### [WHAT YOU SHOULD DO]
Comb the records below for the string "import" and copy each line where it turns up.

### [RECORD EXCERPTS]
-=-=-=-=-
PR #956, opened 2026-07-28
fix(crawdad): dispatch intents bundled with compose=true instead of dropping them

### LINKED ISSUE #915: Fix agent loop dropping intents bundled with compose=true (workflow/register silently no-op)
-=-=-=-=-
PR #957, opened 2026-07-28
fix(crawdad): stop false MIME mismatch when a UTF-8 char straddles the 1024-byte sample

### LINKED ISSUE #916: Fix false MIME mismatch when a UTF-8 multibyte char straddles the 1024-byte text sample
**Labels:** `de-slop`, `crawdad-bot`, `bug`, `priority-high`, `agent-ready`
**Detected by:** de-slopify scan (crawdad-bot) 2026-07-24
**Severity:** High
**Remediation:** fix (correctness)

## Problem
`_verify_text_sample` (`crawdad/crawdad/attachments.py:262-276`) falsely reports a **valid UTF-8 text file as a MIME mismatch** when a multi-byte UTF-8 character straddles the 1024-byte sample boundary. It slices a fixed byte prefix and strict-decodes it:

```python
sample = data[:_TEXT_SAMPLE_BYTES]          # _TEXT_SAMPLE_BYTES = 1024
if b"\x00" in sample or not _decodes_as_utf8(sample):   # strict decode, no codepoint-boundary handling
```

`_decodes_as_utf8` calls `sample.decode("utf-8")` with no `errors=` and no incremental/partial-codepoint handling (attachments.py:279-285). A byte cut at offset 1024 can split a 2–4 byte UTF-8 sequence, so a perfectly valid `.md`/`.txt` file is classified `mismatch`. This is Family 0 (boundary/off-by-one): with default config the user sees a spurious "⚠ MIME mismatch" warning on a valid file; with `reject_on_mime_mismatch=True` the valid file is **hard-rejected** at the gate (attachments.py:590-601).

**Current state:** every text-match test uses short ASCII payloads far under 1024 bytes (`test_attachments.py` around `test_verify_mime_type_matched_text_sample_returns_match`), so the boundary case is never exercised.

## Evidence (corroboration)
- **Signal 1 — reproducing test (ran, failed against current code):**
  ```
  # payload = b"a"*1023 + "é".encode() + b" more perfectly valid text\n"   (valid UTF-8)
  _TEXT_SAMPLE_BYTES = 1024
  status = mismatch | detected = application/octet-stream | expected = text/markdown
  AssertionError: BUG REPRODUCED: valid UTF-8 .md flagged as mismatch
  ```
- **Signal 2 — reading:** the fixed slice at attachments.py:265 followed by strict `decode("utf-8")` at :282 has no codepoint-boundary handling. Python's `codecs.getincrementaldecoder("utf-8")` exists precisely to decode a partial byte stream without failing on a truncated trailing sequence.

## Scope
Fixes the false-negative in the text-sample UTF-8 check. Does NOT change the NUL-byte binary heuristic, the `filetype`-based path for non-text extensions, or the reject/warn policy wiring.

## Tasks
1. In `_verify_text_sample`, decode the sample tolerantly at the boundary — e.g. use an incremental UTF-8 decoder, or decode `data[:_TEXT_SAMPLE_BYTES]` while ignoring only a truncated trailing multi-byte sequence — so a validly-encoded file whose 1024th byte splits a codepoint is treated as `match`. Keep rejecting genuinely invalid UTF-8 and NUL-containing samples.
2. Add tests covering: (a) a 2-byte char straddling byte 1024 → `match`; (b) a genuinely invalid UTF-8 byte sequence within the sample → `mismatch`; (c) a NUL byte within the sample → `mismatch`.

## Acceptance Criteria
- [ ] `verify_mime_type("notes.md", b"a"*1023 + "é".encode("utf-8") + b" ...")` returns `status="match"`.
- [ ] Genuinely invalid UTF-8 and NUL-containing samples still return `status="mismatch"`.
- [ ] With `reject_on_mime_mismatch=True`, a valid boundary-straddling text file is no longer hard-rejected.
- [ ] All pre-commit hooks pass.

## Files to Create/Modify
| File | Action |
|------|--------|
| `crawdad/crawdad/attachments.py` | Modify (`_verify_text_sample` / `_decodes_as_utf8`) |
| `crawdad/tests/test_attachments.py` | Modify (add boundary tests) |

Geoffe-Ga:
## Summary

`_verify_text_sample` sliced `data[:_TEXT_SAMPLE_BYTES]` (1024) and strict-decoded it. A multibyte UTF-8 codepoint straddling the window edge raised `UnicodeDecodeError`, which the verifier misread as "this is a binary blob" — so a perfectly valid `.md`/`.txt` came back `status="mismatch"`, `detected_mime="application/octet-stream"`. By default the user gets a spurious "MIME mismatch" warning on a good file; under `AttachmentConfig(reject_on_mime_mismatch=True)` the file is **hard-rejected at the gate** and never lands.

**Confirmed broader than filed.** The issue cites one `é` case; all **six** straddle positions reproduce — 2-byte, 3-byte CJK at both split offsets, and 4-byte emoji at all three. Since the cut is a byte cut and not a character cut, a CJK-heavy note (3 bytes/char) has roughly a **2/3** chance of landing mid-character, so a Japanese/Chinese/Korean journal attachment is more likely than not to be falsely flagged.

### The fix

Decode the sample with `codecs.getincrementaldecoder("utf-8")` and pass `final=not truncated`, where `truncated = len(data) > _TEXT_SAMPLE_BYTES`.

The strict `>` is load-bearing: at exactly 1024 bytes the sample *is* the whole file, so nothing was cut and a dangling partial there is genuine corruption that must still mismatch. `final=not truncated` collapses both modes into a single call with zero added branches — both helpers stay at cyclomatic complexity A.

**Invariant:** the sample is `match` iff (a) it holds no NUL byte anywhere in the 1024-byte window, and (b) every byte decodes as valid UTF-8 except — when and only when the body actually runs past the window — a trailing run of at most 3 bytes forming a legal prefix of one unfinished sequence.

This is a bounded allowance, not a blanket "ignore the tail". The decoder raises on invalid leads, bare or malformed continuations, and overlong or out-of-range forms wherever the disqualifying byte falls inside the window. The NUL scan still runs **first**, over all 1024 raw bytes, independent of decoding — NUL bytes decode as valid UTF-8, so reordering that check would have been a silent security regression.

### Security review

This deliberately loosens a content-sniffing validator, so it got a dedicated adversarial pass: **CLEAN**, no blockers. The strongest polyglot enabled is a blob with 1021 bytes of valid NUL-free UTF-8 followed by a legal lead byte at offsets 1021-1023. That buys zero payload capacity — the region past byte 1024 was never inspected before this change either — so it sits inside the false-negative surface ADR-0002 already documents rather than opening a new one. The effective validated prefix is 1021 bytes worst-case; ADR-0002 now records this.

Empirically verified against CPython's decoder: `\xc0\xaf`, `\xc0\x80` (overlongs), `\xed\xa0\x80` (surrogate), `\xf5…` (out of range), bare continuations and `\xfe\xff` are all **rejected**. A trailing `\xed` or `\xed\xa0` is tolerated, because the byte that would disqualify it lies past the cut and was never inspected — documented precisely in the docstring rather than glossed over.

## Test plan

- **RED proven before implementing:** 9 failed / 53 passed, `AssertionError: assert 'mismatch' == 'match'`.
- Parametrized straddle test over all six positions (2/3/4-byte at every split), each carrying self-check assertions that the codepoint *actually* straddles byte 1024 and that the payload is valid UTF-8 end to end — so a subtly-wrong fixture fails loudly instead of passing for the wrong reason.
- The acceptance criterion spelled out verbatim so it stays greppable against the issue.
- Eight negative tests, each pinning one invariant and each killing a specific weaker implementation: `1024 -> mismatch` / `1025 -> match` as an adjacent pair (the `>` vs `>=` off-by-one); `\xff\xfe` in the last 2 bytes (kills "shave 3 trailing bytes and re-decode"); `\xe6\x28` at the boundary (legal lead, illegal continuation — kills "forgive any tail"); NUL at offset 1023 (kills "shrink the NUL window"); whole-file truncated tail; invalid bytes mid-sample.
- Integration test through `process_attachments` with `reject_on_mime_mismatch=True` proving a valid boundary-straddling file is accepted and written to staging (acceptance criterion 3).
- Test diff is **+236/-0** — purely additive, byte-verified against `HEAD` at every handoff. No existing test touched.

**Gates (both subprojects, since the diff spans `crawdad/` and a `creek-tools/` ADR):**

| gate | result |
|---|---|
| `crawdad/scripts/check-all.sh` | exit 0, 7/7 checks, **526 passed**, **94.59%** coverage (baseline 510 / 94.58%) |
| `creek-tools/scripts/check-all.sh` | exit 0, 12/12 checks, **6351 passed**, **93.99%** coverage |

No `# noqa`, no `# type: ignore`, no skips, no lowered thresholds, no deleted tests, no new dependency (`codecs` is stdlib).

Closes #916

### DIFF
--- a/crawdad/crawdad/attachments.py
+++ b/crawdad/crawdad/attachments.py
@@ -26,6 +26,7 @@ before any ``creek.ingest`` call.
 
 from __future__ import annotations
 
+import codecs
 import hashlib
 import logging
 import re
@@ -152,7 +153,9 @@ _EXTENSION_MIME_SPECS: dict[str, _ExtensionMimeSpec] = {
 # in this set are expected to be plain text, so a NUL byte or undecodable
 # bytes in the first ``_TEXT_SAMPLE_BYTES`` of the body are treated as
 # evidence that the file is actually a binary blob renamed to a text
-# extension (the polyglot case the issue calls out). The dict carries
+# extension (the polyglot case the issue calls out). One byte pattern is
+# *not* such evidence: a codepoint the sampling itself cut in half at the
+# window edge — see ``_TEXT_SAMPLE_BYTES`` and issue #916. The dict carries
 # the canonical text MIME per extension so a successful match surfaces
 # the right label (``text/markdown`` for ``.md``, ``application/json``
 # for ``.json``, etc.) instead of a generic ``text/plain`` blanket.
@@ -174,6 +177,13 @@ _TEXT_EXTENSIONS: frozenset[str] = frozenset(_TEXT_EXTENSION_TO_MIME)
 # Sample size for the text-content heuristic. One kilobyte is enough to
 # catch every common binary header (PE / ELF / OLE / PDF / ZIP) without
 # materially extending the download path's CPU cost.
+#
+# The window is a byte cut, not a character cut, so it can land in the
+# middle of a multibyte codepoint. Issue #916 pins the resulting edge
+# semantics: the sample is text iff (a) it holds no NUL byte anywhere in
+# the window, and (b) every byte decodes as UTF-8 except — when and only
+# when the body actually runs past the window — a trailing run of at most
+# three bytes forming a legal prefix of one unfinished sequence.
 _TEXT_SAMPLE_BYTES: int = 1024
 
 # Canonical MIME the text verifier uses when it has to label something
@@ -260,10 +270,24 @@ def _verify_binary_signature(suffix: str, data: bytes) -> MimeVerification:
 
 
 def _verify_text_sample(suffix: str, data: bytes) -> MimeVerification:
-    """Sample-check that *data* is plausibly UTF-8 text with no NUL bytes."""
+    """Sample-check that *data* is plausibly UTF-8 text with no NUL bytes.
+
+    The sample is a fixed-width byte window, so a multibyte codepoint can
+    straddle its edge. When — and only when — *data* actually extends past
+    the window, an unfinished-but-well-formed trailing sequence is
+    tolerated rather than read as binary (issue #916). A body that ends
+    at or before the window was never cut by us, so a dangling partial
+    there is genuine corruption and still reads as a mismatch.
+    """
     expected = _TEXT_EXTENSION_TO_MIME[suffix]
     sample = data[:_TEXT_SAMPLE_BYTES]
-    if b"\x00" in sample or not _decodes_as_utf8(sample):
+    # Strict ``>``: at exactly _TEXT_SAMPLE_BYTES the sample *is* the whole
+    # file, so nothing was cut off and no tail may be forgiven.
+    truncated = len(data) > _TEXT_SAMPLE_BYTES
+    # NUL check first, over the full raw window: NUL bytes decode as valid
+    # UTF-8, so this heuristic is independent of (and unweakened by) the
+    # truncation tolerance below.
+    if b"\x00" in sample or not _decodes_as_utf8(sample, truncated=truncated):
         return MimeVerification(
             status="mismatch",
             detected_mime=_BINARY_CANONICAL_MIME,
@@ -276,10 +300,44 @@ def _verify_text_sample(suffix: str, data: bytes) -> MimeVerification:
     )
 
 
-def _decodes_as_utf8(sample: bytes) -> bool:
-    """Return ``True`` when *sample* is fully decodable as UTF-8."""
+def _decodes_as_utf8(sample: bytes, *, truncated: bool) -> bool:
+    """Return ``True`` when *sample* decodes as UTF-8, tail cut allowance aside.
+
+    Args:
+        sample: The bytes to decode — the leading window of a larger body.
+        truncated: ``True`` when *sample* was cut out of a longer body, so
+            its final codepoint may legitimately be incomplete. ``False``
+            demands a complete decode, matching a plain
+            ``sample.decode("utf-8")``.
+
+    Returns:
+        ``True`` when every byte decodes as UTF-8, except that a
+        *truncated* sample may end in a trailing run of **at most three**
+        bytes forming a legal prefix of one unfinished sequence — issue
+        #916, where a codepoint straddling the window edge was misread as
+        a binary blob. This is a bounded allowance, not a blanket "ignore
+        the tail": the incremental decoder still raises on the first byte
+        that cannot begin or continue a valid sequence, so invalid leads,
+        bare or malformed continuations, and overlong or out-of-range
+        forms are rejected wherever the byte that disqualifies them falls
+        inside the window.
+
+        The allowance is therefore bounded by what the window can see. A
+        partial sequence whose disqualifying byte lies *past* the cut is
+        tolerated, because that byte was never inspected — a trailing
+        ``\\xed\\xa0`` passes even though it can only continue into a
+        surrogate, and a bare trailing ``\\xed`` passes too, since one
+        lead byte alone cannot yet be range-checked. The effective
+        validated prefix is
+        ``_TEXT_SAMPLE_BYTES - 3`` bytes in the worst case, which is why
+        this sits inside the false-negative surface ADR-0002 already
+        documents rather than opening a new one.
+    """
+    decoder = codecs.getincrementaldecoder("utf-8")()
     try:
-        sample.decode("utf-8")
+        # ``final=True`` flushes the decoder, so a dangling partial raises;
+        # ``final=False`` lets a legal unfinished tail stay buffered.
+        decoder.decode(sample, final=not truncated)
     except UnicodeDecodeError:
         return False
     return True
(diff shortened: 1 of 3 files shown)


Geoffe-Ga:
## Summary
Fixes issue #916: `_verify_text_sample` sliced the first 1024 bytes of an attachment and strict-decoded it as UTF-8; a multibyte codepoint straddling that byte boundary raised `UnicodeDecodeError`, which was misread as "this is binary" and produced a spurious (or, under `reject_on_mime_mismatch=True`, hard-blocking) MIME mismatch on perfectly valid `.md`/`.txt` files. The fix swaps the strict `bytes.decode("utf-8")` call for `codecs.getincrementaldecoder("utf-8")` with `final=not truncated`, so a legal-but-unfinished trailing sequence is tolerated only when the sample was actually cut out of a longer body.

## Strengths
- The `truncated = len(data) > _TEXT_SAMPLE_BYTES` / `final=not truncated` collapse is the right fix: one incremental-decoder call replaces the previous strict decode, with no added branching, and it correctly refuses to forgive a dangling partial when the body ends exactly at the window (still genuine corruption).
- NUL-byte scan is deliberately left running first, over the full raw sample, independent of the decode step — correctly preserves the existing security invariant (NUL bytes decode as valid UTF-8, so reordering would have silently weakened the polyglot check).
-=-=-=-=-
### [ANSWER BOX]
 from __future__ import annotations
+import codecs
 import hashlib
 import logging
 import re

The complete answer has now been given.